Making merged df a spatial df

Code
district_sentiment_sf = st_as_sf(district_sentiment)

Map of urban-rural balance sentiment

Code
tm_shape(district_sentiment_sf) +
  tm_polygons(col = "sentiment", palette = "Blues") +
  tm_credits("Data sources: CivicLex; LFUCG", size = 0.9, position = c("left","top")) +
  tm_credits("Author: Conley Kinkead", size = 0.9, position = c("left","top")) +
  tm_scale_bar(position = c("right", "bottom")) +
  tm_layout(main.title = "Urban-rural balance sentiment by likely council district",
            fontface = "italic",
            fontfamily = "serif",
            main.title.size = 1.5) +
  tm_legend(
  legend.title.size = 1.2,
  legend.title.fontface = "bold",
  legend.text.size = 0.9,
  legend.bg.color = "white",
  legend.position = c("left", "bottom"))

Urban-rural balance sentiment by likely council district map. A higher sentiment value represents a more positive sentiment.

Results

This map shows that residents of all council districts have a positive sentiment regarding Lexington’s urban-rural balance, but at varying degrees. AFINN ratings range from -5 (very negative) to +5 (very positive), with 0 indicating a neutral sentiment. A lower sentiment score on this map indicates a less positive sentiment, and a higher score indicates a more positive sentiment.

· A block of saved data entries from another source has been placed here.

Issue #276, opened 2023-03-23
Make adding 'facet types' more straightfoward


willguv:
Clicking on "directory facets" in the content sub menu...

![Image](https://user-images.githubusercontent.com/708140/227202985-672207cc-487e-4594-85cb-106b799e96ef.png)

... takes users to this page

![Image](https://user-images.githubusercontent.com/708140/227203046-def88f8b-2c3f-4721-93af-1ac35962de4c.png)

- Facets can be added here
- Facet types cannot

To add a facet type, users need to go to the top left content menu and navigate from there

![Image](https://user-images.githubusercontent.com/708140/227203073-78f928a5-1803-4d24-be4b-18199bcba6f0.png)

How can this be made more straightforward?

willguv:
@stephen-cox this feels like a trivial fix - is it?

Many thanks!

stephen-cox:
@willguv It's easy to add a 'Add directory facet type' button to the top of the page next to the 'Add directory facet' button.

It might be worth overhauling the UX of managing directory facets entirely, so they're managed more like taxonomy terms. There would be a page that lists all the types, clicking on one would take you to another page where all the facets for that type can be managed. This approach isn't really compatible with having directory facets managed through the content overview pages though as these are views of content.

That said, we can do both. Keep the content page and add a button to add new types while creating a more intuitive way to manage directory facets.

willguv:
@stephen-cox if it's quick, can you add the 'add directory facet type' button and I'll write another card to consider the UX of directory facets. Thanks again

stephen-cox:
@willguv PR #277 adds this button so the directory facet management page looks like

![image](https://user-images.githubusercontent.com/7189914/230363532-45ecb895-9bb7-4f29-966f-626ad82f76ef.png)

The one issue I see with this is that once you've added a new directory facet type you are redirected to the directory facet type management page (/admin/structure/localgov_directories_facets_types) and so to start adding new facets of this type you'll need to go back to the directory facet management page.

I'm not sure there's an easy fix for this.

willguv:
Thanks @stephen-cox. I'm away from my computer for a couple of days so will have a look when I return

andybroomfield:
Maybe add a ?destination= query string to the add facet type link?

stephen-cox:
> Maybe add a ?destination= query string to the add facet type link?

[...]

PR #277, opened 2023-04-06
Add 'Add directory facet type' button to directory facets management page

stephen-cox:
For discussion see: https://github.com/localgovdrupal/localgov_directories/issues/276#issuecomment-1498916345

### DIFF
--- a/localgov_directories.links.action.yml
+++ b/localgov_directories.links.action.yml
@@ -3,7 +3,14 @@ localgov_directories_facets.type_add:
   title: 'Add directory facets type'
   appears_on:
     - entity.localgov_directories_facets_type.collection
+localgov_directories_facets.type_add_from_facets:
+  route_name: entity.localgov_directories_facets_type.add_form
+  title: 'Add directory facets type'
+  appears_on:
     - entity.localgov_directories_facets.collection
+  options:
+    query:
+      destination: '/admin/content/directories/facets'
 localgov_directories_facets.add_page:
   route_name: entity.localgov_directories_facets.add_page
   title: 'Add directory facets'
--- a/localgov_directories.links.action.yml
+++ b/localgov_directories.links.action.yml
@@ -3,6 +3,7 @@ localgov_directories_facets.type_add:
   title: 'Add directory facets type'
   appears_on:
     - entity.localgov_directories_facets_type.collection
+    - entity.localgov_directories_facets.collection
 localgov_directories_facets.add_page:
   route_name: entity.localgov_directories_facets.add_page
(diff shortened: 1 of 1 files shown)


finnlewis:
Not ready just yet, need to check the UX and workflow of adding facet types and facets.

willguv:
@stephen-cox could I see this working somewhere please? Many thanks

stephen-cox:
> @stephen-cox could I see this working somewhere please? Many thanks

@willguv I've deployed it here: https://test.localgovdrupal.org/admin/content/directories/facets

willguv:
Thanks @stephen-cox agree it's not perfect, but it's an improvement on what we have now. Users can add facet types from /admin/content/directories/facets which they were unable to do before

Would it be a lot of work to direct users adding a facet type from https://test.localgovdrupal.org/admin/content/directories/facets back to that page once added? If they then want to add a facet to that type, there's a clear route

Let's talk separately about an overhaul

stephen-cox:
We would need to implement some sort of hook to add the redirect, it shouldn't be too much work, but would need to investigate to determine the best way to implement this.

One issue that the redirect would apply to anyone who added a directory facet, which is not necessarily the best behavior; someone might want to add a bunch of facet types before then adding the facets. We could check the referrer header and only redirect when the user came from the facet management page, but this feels a bit hacky.

willguv:
@stephen-cox could you describe how to rework this in the taxonomy style? Am trying to picture it - thanks

finnlewis:
@stephen-cox I've just added a new action link with a destination to return users to the facet content page after adding a facet from there. 

So now, if we are at admin/content/directories/facets and click on "Add directory facet type" we can add a facet type and get returned to admin/content/directories/facets

If we are admin/structure/localgov_directories_facets_types and click on "Add directory facet type" we can add a facet type and get returned to admin/structure/localgov_directories_facets_types

Does that work?

stephen-cox:
> @stephen-cox could you describe how to rework this in the taxonomy style? Am trying to picture it - thanks

@willguv What I had i mind is what's been implemented for Microsites

The the main directory facets page lists the types:

image

Clicking on a type takes you to the facets for that type

image

willguv:
@stephen-cox that's much clearer - how long to implement please?

Will there be any issues for existing installs?

stephen-cox:
> @stephen-cox I've just added a new action link with a destination to return users to the facet content page after adding a facet from there.
> Does that work?

Nice one @finnlewis Does the job :+1:

ekes (approved):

The results showing that the OTT participants who are likely residents of council district 12 have the least positive sentiment regarding Lexington’s urban-rural balance is interesting. District 12 covers the primarily agricultural area of Lexington/Fayette County, wrapping around the city’s central area, and largely overlapping with the Rural Service Area.

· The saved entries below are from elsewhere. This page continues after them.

Issue #281, opened 2023-04-24
Add documentation / description for facets


ekes:
Explain that you can use standard search api facets if you want to make them by developer and deploy; you can use directory facets if the directory needs to be configured on production by a content editor.

PR #286, opened 2023-05-15
Add additional clearer documentation about facets #281

ekes:


finnlewis (approved):
Makes sense to me :) Also covered on the docs site.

A little more analysis: Urban-rural balance response content analysis using quanteda

Code
ur_balance_tidy |>
  corpus(
    docid_field = "docid",
    text_field = "response"
  ) -> ur_balance_corpus

Corpus to tokens

Code
ur_balance_corpus |>
  tokens(remove_punct = T) |>
  tokens_tolower() |>
  tokens_remove(pattern = stopwords()) |>
  tokens_compound(pattern = list(c("man", "o", "war"), c("horse", "capital"))) -> ur_balance_tokens

Tokens to DFM

Code
ur_balance_tokens |>
  dfm() -> ur_balance_dfm

Keyness plot of likely council district 12 urban-rural balance response content versus all others

Code
ur_balance_dfm |>
  dfm_group(groups = ur_balance_dfm$likely_council_district) |>
  textstat_keyness(target = "12") |>
  textplot_keyness()

Keyness plot of urban-rural balance response content. This plot shows the words that are key for differentiating urban-rural balance open response content for likely residents of council district 12 versus all other council districts in Lexington/Fayette County.

Results

This keyness plot shows words or phrases that respondents who are likely residents of council district 12 used more often in comparison to respondents who are likely residents of all other council districts combined. The words and phrases plotted in blue are the key differentiating terms for likely council district 12 urban-rural balance open responses, while the words plotted in grey represent the key differential words for the same responses for likely residents of all other council districts combined.